Task prompt – Return every record below exactly as written.

(Saved entries)
**********

PR #305, opened 2025-01-17
[18.0][MIG] sale_report_country_state: Migration to 18.0 

BhaveshHeliconia:


victoralmau (changes requested):
This module is not necessary, as the field https://github.com/odoo/odoo/blob/74eecadb39e0c260f4cfc1ae9478c84eda815132/addons/sale/report/sale_report.py#L48C5-L48C13 already exists in core. 
Did you check it before starting the migration?

BhaveshHeliconia:
Yes, you’re right—this module is no longer needed.

PR #309, opened 2025-01-17
[17.0][MIG] sale_report_country_state: Migration to 17.0

BhaveshHeliconia:


victoralmau (changes requested):
This module is not necessary, as the field https://github.com/odoo/odoo/blob/f66c7c55be5d6db52effafbde7947fb0d6855b79/addons/sale/report/sale_report.py#L50 already exists in core.
Did you check it before starting the migration?

BhaveshHeliconia:
Yes, you’re right—this module is no longer needed.

PR #324, opened 2025-03-20
[FIX] [16.0] sale_report_delivered: Exclude done moves with 0.0 quantities done

Shide:
Done moves are splitted in 2 when quantity done exceedes quantity reserved (but on the interface only shows one). 
When valuation layer is confirmed, only is linked to the first move, using the quantity done and not the product_uom_qty.
So, if these qty done 0.0 moves are excluded, the one with all quantity done will be propagated across the report.

MT-9336 @moduon @rafaelbn @yajo @fcvalgar @Gelojr @sergio-teruel please review if you want 😄

### DIFF
--- a/sale_report_delivered/reports/sale_report.py
+++ b/sale_report_delivered/reports/sale_report.py
@@ -153,13 +153,13 @@ class SaleReportDeliverd(models.Model):
             END AS signed_qty,
             (CASE
                 WHEN t.type IN ('product', 'consu')
-                THEN COALESCE(-svl.quantity, sm.product_uom_qty, 0.0)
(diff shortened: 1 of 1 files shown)


sergio-teruel (approved):

Shide:
@sergio-teruel I've used ABS to convert sub_select values to absolute because in select query will be mutliplied by the sign.

sergio-teruel (approved):

fcvalgar (approved):
Functional review.

LGTM, thank you @Shide

rafaelbn (approved):
/ocabot merge patch

PR #329, opened 2025-06-12
[16.0][FIX] sale_layout_category_hide_detail: compatiblity with `sale_order_line_no_print`

yajo:
The new `sale_order_line_no_print` also searches for the same nodes. Since this module was altering the `if` definition in the same views, you couldn't install both modules at the same time.

This way of overriding the views produces the same result, but doesn't alter the `if` definition, so it is compatible with the other modules.

@moduon MT-7780

### DIFF
--- a/sale_layout_category_hide_detail/views/sale_order_report_templates.xml
+++ b/sale_layout_category_hide_detail/views/sale_order_report_templates.xml
@@ -5,42 +5,31 @@
   <template
         id="report_saleorder_document_hide_detail"
         inherit_id="sale.report_saleorder_document"
+        priority="99"
     >
     <xpath
             expr="//tbody[hasclass('sale_tbody')]//t[@t-if='not line.display_type']"
-            position="attributes"
+            position="replace"
         >
-      <attribute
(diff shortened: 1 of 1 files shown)


pedrobaeza (changes requested):
This is a breaking change and will break any inheritance over the views, and using `replace` is always a bad idea. Please modify instead `sale_order_line_no_print` to fit to your needs and be compatible instead of modifying this one. You can hook onto `get_views` method for such goal.

yajo:
Using replace for wrapping should not break as much as using attributes for
changes in this particular case, because the if is the way to find the
node, wrapped or not.

 inheriting get views for such a small task seems like a too complicated
solution, when this one works fine.

Could you reconsider this fix please? Or do you have any other idea that is
simpler?

pedrobaeza:
As said, overriding `get_views` method in the other module and injecting what's needed can be the option, but this module shouldn't be touched (no matter if the replace adds as wrapper), as it's used widely and it has been here for a long time, as for sure this will break extensions over it.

**********

Solved problem –
PR #305, opened 2025-01-17
[18.0][MIG] sale_report_country_state: Migration to 18.0 

BhaveshHeliconia:


victoralmau (changes requested):
This module is not necessary, as the field https://github.com/odoo/odoo/blob/74eecadb39e0c260f4cfc1ae9478c84eda815132/addons/sale/report/sale_report.py#L48C5-L48C13 already exists in core. 
Did you check it before starting the migration?

BhaveshHeliconia:
Yes, you’re right—this module is no longer needed.

PR #309, opened 2025-01-17
[17.0][MIG] sale_report_country_state: Migration to 17.0

BhaveshHeliconia:


victoralmau (changes requested):
This module is not necessary, as the field https://github.com/odoo/odoo/blob/f66c7c55be5d6db52effafbde7947fb0d6855b79/addons/sale/report/sale_report.py#L50 already exists in core.
Did you check it before starting the migration?

BhaveshHeliconia:
Yes, you’re right—this module is no longer needed.

PR #324, opened 2025-03-20
[FIX] [16.0] sale_report_delivered: Exclude done moves with 0.0 quantities done

Shide:
Done moves are splitted in 2 when quantity done exceedes quantity reserved (but on the interface only shows one). 
When valuation layer is confirmed, only is linked to the first move, using the quantity done and not the product_uom_qty.
So, if these qty done 0.0 moves are excluded, the one with all quantity done will be propagated across the report.

MT-9336 @moduon @rafaelbn @yajo @fcvalgar @Gelojr @sergio-teruel please review if you want 😄

### DIFF
--- a/sale_report_delivered/reports/sale_report.py
+++ b/sale_report_delivered/reports/sale_report.py
@@ -153,13 +153,13 @@ class SaleReportDeliverd(models.Model):
             END AS signed_qty,
             (CASE
                 WHEN t.type IN ('product', 'consu')
-                THEN COALESCE(-svl.quantity, sm.product_uom_qty, 0.0)
(diff shortened: 1 of 1 files shown)


sergio-teruel (approved):

Shide:
@sergio-teruel I've used ABS to convert sub_select values to absolute because in select query will be mutliplied by the sign.

sergio-teruel (approved):

fcvalgar (approved):
Functional review.

LGTM, thank you @Shide

rafaelbn (approved):
/ocabot merge patch

PR #329, opened 2025-06-12
[16.0][FIX] sale_layout_category_hide_detail: compatiblity with `sale_order_line_no_print`

yajo:
The new `sale_order_line_no_print` also searches for the same nodes. Since this module was altering the `if` definition in the same views, you couldn't install both modules at the same time.

This way of overriding the views produces the same result, but doesn't alter the `if` definition, so it is compatible with the other modules.

@moduon MT-7780

### DIFF
--- a/sale_layout_category_hide_detail/views/sale_order_report_templates.xml
+++ b/sale_layout_category_hide_detail/views/sale_order_report_templates.xml
@@ -5,42 +5,31 @@
   <template
         id="report_saleorder_document_hide_detail"
         inherit_id="sale.report_saleorder_document"
+        priority="99"
     >
     <xpath
             expr="//tbody[hasclass('sale_tbody')]//t[@t-if='not line.display_type']"
-            position="attributes"
+            position="replace"
         >
-      <attribute
(diff shortened: 1 of 1 files shown)


pedrobaeza (changes requested):
This is a breaking change and will break any inheritance over the views, and using `replace` is always a bad idea. Please modify instead `sale_order_line_no_print` to fit to your needs and be compatible instead of modifying this one. You can hook onto `get_views` method for such goal.

yajo:
Using replace for wrapping should not break as much as using attributes for
changes in this particular case, because the if is the way to find the
node, wrapped or not.

 inheriting get views for such a small task seems like a too complicated
solution, when this one works fine.

Could you reconsider this fix please? Or do you have any other idea that is
simpler?

pedrobaeza:
As said, overriding `get_views` method in the other module and injecting what's needed can be the option, but this module shouldn't be touched (no matter if the replace adds as wrapper), as it's used widely and it has been here for a long time, as for sure this will break extensions over it.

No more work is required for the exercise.